Чтение онлайн

ЖАНРЫ

Исчезающие люди. Стыд и внешний облик
Шрифт:

Если исключить опасения и колебания рассказчика, придающие книге свой колорит, то основной сюжет «Алой буквы» выглядит следующим образом. В семнадцатом веке пожилой английский ученый Чиллингуорс женится на Гестер Принн, девушке много его моложе, и посылает ее в пуританскую Новую Англию. Там она вступает в любовную связь и вскоре понимает, что она беременна. Через положенный срок у нее рождается дочь по имени Перл. Поскольку Гестер отказывается назвать имя отца (Димсдейл), ее подвергают публичному порицанию и приговаривают носить наглядный знак своего прелюбодеяния (букву «А» [313] ). Прибывший Чиллингуорс обнаруживает ее с младенцем. Поклявшись отомстить, он выдает себя за врача, чтобы удобнее было выслеживать неизвестного отца. Между тем, Димсдейл – эта призрачная фигура – должен соответствовать тому идеальному образу, который сложился у его прихожан, хранить молчание, приличествующее его сану, и в одиночестве нести бремя тайны. Он не может общаться ни с Гестер, ни с Перл. Разумеется, фабула включает много больше, чем мое краткое описание. В конце книги Димсдейл после самой вдохновенной своей проповеди публично по собственной воле делает признание, в результате

возвысив себя еще больше в глазах прихожан. Кроме того, Димсдейла и Гестер обнаружили, что их планы бежать обратно в Англию расстроены. В двух словах: самые волнующие, эмоционально заряженные темы книги символизируются буквой «А» – той, что вышита на платье Гестер, и той, что, наполовину видимая, наполовину угадываемая, выжжена на груди Димсдейла. Вопрос о причине смерти Димсдейла, таким образом, оставлен открытым: о ней сказано лишь наполовину, и читателю остается простор для воображения. Такая умышленная неопределенность существенна для изображения страданий Димсдейла, а также для понимания романа.

313

«А» – первая буква слова adultery (фр.), прелюбодеяние.

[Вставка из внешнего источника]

PR #13, opened 2024-07-01
Adding Rust implementation of Alba

rrtoledo:
This PR aims at adding the Rust implementation of Alba. This includes:
- Prehashed version & Bounded version: some TODO left to fully implement the recursive hash optimization and look at hash personalization, etc.
- (limited) tests:  positive and negative tests. Need to add randomized tests as well as property testing.
- (limited) doc: Succinct comments on code that can be compiled with cargo doc
- (limited) bench:  bench in tests (add assert!(false) to display) with low parameters, need to separate these in distinct file.


abailly-iohk:
I think we should add Rust CI along with this PR, at a minimum.

curiecrypt:
> I think we should add Rust CI along with this PR, at a minimum.

@abailly-iohk I was thinking the same thing. I am going to work on that 👍

caledonia/src/bounded.rs
```diff
@@ -0,0 +1,451 @@
...
+    }
+
+    /// Oracle producing a uniformly random value in [1, n_p] used for prehashing S_p
+    // TODO: We also return hash(data) to follow the optimization presented in Section 3.3
+    fn h0(setup: &Setup, v: usize, s: [u8; 32]) -> usize {
+        let mut data = Vec::new();
+        data.push(v.to_ne_bytes().to_vec());
+        data.push(s.to_vec());
+        let digest = utils::combine_hashes(data);
+        // return (digest, utils::oracle(&digest, setup.n_p));
```
abailly-iohk, line 189: Remove commented code

caledonia/src/bounded.rs
```diff
@@ -0,0 +1,451 @@
...
+    /// and returns first round candidate Round{t, x_1, ..., x_u)} such that:
+    /// - for all i ∈ [0, u-1], H0(x_i+1) ∈ bins[H1(t, x_1, ..., x_i)]
+    /// - H2(t, x_0, ..., x_u) = true
+    fn dfs(
+        setup: &Setup,
+        bins: &Vec<Vec<[u8; 32]>>,
+        round: &Round,
+        limit: &mut usize,
+    ) -> Option<Proof> {
+        // If the round candidate is at the last iteration (len(round) == u)
```
abailly-iohk, line 215: Comments seem redundant here, as they are merely paraphrasing the code just below

caledonia/src/bounded.rs
```diff
@@ -0,0 +1,451 @@
...
+        if round.s_list.len() == setup.u {
+            // if H2(t, x_0, ..., x_u) = true, return candidate as proof
```
abailly-iohk, line 217: ditto

caledonia/src/bounded.rs
```diff
@@ -0,0 +1,451 @@
...
+            if Proof::h2(setup, round) {
+                let r = round.v;
+                let d = round.t;
+                let items = round.s_list.clone();
+                return Some(Proof { r, d, items });
+            } else {
+                return None;
+            }
+        }
+        // Otherwise, update round candidate with all s in bins[H1(t, x_1, ..., x_i)] and continue
```
abailly-iohk, line 227: I would remove the comment here too. `Otherwise` seems to imply we do this _only_ if we don't do the other thing, which is not th case.

caledonia/src/bounded.rs
```diff
@@ -0,0 +1,451 @@
...
+    /// Returns an empty proof if no suitable candidate is found.
+    fn prove_index(setup: &Setup, set: &Vec<[u8; 32]>, v: usize) -> (usize, Option<Proof>) {
+        // Initialising our n_p bins with all s ∈ Sp
+        let mut bins: Vec<Vec<[u8; 32]>> = Vec::new();
+        for _ in 1..(setup.n_p + 1) {
+            bins.push(Vec::new());
+        }
+        for &s in set.iter() {
+            // TODO: add H1(s),
+            // let (hs, index_s) = Proof::h0(setup, s);
```
abailly-iohk, line 248: Remove commented code (plus the `TODO` is misleading as it mentions `H1` and we use `h0`

caledonia/src/bounded.rs
```diff
@@ -0,0 +1,451 @@
...
+            }
+            limit = limit - 1;
+            let round = Round::new(v, t, setup.n_p);
+            let res = Proof::dfs(setup, &bins, &round, &mut limit);
+            if res.is_some() {
+                return (limit, res);
+            }
+        }
+        // If no proof found, return None
+        return (limit, None);
```
abailly-iohk, line 266: The `limit` name is a bit counterintuitive as we _decrement_ it on each turn. Also, its not documented in the comment for the function.

caledonia/src/bounded.rs
```diff
@@ -0,0 +1,451 @@
...
+    }
+
+    /// Alba's proving algorithm, based on a depth-first search algorithm.
```
abailly-iohk, line 269: This comment is the same as the previous function, which might be confusing for the prospective user approaching the library for the first time

caledonia/src/bounded.rs
```diff
@@ -0,0 +1,451 @@
...
+    /// Returns an empty proof if no suitable candidate is found.
+    pub fn prove(setup: &Setup, set: &Vec<[u8; 32]>) -> Self {
+        // Initialising our n_p bins with all s ∈ Sp
```
abailly-iohk, line 272: I would remove the comment here

caledonia/src/bounded.rs
```diff
@@ -0,0 +1,451 @@
...
+        for v in 0..setup.r {
+            if let (_, Some(proof)) = Proof::prove_index(setup, set, v) {
+                return proof;
+            }
+        }
+        // If no proof found, return empty proof
```
abailly-iohk, line 278: ditto

caledonia/src/bounded.rs
```diff
@@ -0,0 +1,451 @@
...
+        return Proof::empty();
+    }
+
+    /// Alba's proving algorithm, based on a depth-first search algorithm.
```
abailly-iohk, line 282: Another instance of the same comment, sound like a copy/pasting gone rogue :-D

caledonia/src/bounded.rs
```diff
@@ -0,0 +1,451 @@
...
+    /// Returns an empty proof if no suitable candidate is found.
+    pub fn bench(setup: &Setup, set: &Vec<[u8; 32]>) -> (usize, Self) {
+        // Initialising our n_p bins with all s ∈ Sp
```
abailly-iohk, line 285: Remove comment

caledonia/src/bounded.rs
```diff
@@ -0,0 +1,451 @@
...
+        let mut nb_calls = 0;
+        for v in 0..setup.r {
+            let (steps, opt) = Proof::prove_index(setup, set, v);
+            // Adding nb of steps done in prove_index
```
abailly-iohk, line 289: ditto

caledonia/src/bounded.rs
```diff
@@ -0,0 +1,451 @@
...
+            nb_calls += setup.b - steps;
+            if let Some(proof) = opt {
+                return (nb_calls, proof);
+            }
+        }
+        // If no proof found, return empty proof
```
abailly-iohk, line 295: ditto

caledonia/src/bounded.rs
```diff
@@ -0,0 +1,451 @@
...
+
+    use super::*;
+    use rand_chacha::ChaCha20Rng;
+    use rand_core::{RngCore, SeedableRng};
+
+    #[test]
+    fn test_verify() {
+        let mut rng = ChaCha20Rng::from_seed(Default::default());
+        let nb_tests = 1_000;
+        for _t in 0..nb_tests {
```
abailly-iohk, line 327: Perhaps using a property based testing library would make the test simpler?

caledonia/src/bounded.rs
```diff
@@ -0,0 +1,451 @@
...
+                r: proof.r,
+                d: proof.d,
+                items: wrong_items.clone(),
+            };
+            assert!(!Proof::verify(&setup, proof_itembis));
+        }
+    }
+
+    #[test]
+    fn test_prove() {
```
abailly-iohk, line 386: Is this really a `test`? Seems like we print stuff at the end too

caledonia/src/prehashed.rs
```diff
@@ -0,0 +1,335 @@
+//! Rust implementation of ALBA's prehashed scheme using Blake2b as hash
+//! function, working for big sets.
+
+extern crate core;
+extern crate utils;
+
+use std::f64::consts::E;
+
+/// Setup input parameters
```
abailly-iohk, line 9: There's a lot of redundancy between this file and the `bounded.rs` one, would be good to DRY it?

caledonia/utils/Cargo.toml
```diff
@@ -0,0 +1,9 @@
+[package]
+name = "utils"
```
abailly-iohk, line 2: Instead of having another package, a `utils.rs` module in the other package would simplify the whole strucure?

caledonia/src/bounded.rs
```diff
@@ -0,0 +1,451 @@
...
+    /// Approximate size of set Sp to lower bound
+    pub n_p: usize,
+    /// Target lower bound
+    pub n_f: usize,
+}
+/// Setup output parameters
+#[derive(Debug, Clone)]
+pub struct Setup {
+    /// Approximate size of set Sp to lower bound
+    pub n_p: usize,
```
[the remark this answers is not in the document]
rrtoledo: This is indeed redundant with Param. 

We need it in `Param` as it is the input parameter of the setup to compute `u` and the other calues. We also must have `n_p` in `Setup` to pass to the verifier to instantiate the oracle `h1`.

I am not very happy with this solution. Ideally, I would instantiate the oracles in Setup and pass them directly to the prover and verifier. Doing so, I would also not need to pass around hash keys when wanting to personalise the hashes.

caledonia/src/bounded.rs
```diff
@@ -0,0 +1,451 @@
...
+            b = 1000 * l3;
+            let d_f64 = 16.0 * u_f64 * (lambda_rel + log3) / loge;
+            d = d_f64.ceil() as usize;
+            q = (2.0 * (lambda_rel + log3) / (d_f64 * loge)).recip().ceil() as usize;
+
+            let check = ((d_f64 * d_f64 * loge) / (9.0 * (lambda_rel + log3))).ceil() as usize;
+            assert!(params.n_p >= check);
+        }
+
+        Setup {
```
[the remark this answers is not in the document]
rrtoledo: Just updated when changing the setup with the new case bounds.

caledonia/src/bounded.rs
```diff
@@ -0,0 +1,451 @@
...
+
+/// Round parameters
+#[derive(Debug, Clone)]
+pub struct Round {
+    /// Proof counter
+    v: usize,
+    /// Proof 2nd counter
+    t: usize,
+    // Round candidate tuple
+    s_list: Vec<[u8; 32]>,
```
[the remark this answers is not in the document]
rrtoledo: It would definitely be useful to use types. 

I was thinking of directly using the Hash trait for slist however (https://doc.rust-lang.org/std/hash/trait.Hash.html). 

That way, we wouldn't care about what type of data we are handling as long as it is hashable.

caledonia/src/bounded.rs
rrtoledo: Sure! IIRC, this was a reminder to add the hash of the "s"es to the bins and balls as optimization.

caledonia/src/bounded.rs
rrtoledo: I'll change the name to nb_steps and increment it instead (as well as update the comment).

caledonia/src/bounded.rs
rrtoledo: Perhaps :D Updating it.

caledonia/src/bounded.rs
rrtoledo: Definitely! There is an issue for this. For the time being, it's good to have this test however.

caledonia/src/bounded.rs
rrtoledo: You are correct. This was to get prelim. benches before using criterion (c.f. PR https://github.com/cardano-scaling/alba/pull/15).

caledonia/src/prehashed.rs
abailly-iohk: No, but factor out the common parts in one or more modules?

caledonia/utils/Cargo.toml
rrtoledo: I first had a utils module but changed for some reasons... I will revert it back!

caledonia/src/bounded.rs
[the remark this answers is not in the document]
abailly-iohk: Sound definitely like a good idea!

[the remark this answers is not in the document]
rrtoledo: Unfortunately this trait only gives the choice of a bad hash so I defined types as you first suggested.

caledonia/src/prehashed.rs
rrtoledo: I had a look at it and while the algo is very similar there are too many tiny differences to properly extract something out (like the DFS). Perhaps we could just remove prehashed? 
I'll still need to keep the current structure for the lottery and weight anyway.

abailly-iohk: Sure, no worries

caledonia/Cargo.toml
```diff
@@ -0,0 +1,17 @@
...
+
+# See more keys and their definitions at https://doc.rust-lang.org/cargo/reference/manifest.html
+
+[dependencies]
+blake2 = "0.10.6"
+rand_core = "0.6.4"
+
+[dev-dependencies]
+rand = "0.8.5"
+rand_chacha = "0.3.1"
```
djetchev, line 17: newline

caledonia/.gitignore
```diff
@@ -0,0 +1 @@
+target/
```
djetchev, line 1: newline at the end

caledonia/src/prehashed.rs
```diff
@@ -0,0 +1,331 @@
...
+            h: h.to_vec(),
+            h_usize,
+            n_p: r.n_p,
+        }
+    }
+}
+
+#[derive(Debug, Clone)]
+/// Alba proof
+pub struct Proof {
```
djetchev, line 131: These classes exist in `bounded.rs` too and they share the same interface, so we can use Traits to extract the common functionality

Позволю себе сделать здесь паузу, чтобы прокомментировать свой психоаналитический подход к литературному произведению. Книга, подобная «Алой букве», многому может научить, если мы позволим ей это сделать. По крайней мере, для меня это значит подчинить понятие аналитической интерпретации (согласно которой субъект и объект – два отдельных человека) понятию свободного аналитического исследования, включающего аналитические вопросы относительно природы и функций психического конфликта и символизации [314] . До тех пор, пока вопросы, которые я ставлю, являются клинически существенными, а использование литературного произведения может помочь искать ответы на них, не столь важно обнаружение возможных «доказательств» или того, как обстоят дела «на самом деле». Гораздо существеннее обнаружить то, что полезно, что поможет нам, аналитикам, быть более внимательными и восприимчивыми к нашим пациентам и к самим себе. Клинические виньетки, в которых чувства аналитика или анализанда затмеваются клиническими деталями, неизбежно содержат искажения, и конечный результат анализа не может быть вполне удовлетворительным. Аналогично при исследовании литературного произведения следует иметь в виду, что детали сюжета могут скрадывать значимые динамики.

314

Поэтому здесь не может быть единственного тезиса в обычном смысле психоаналитической интерпретации; неоправданно было бы утверждать, что определенная теоретическая ориентация более истинна, чем другие, так же, как и попытки логически обосновать определенную точку зрения. Я предлагаю психоаналитический подход к литературным произведениям, отличающийся, насколько я знаю, от общепринятых, будь то лакановский, фрейдовский, кляйнианский подход с точки зрения объектных отношений, или интерперсональный подход. Я отнюдь не намереваюсь уподобить в каком бы то ни было смысле литературное произведение, его автора или его персонажей пациенту на кушетке. Никакого «анализанда» здесь нет. Я также не пытаюсь использовать литературу для «валидизации» теоретических положений и позиций. Скорее можно сказать, что я использую теоретические концепции и идеи для исследовательских целей. Для меня это значит, что клинические и литературные источники могут быть с пользой рассматриваться в контрапункте, как я продемонстрировал в Disappearing Persons («Исчезающие люди», Kilbome, 2002): читать литературные произведения через призму психоаналитических вопросов и динамик оказывается благодарным делом, так же как опираться на литературу, размышляя о клинических проблемах, загадках и механизмах. Таким образом клиническая работа может черпать ресурсы из литературного источника, а литература – из психоаналитического исследования.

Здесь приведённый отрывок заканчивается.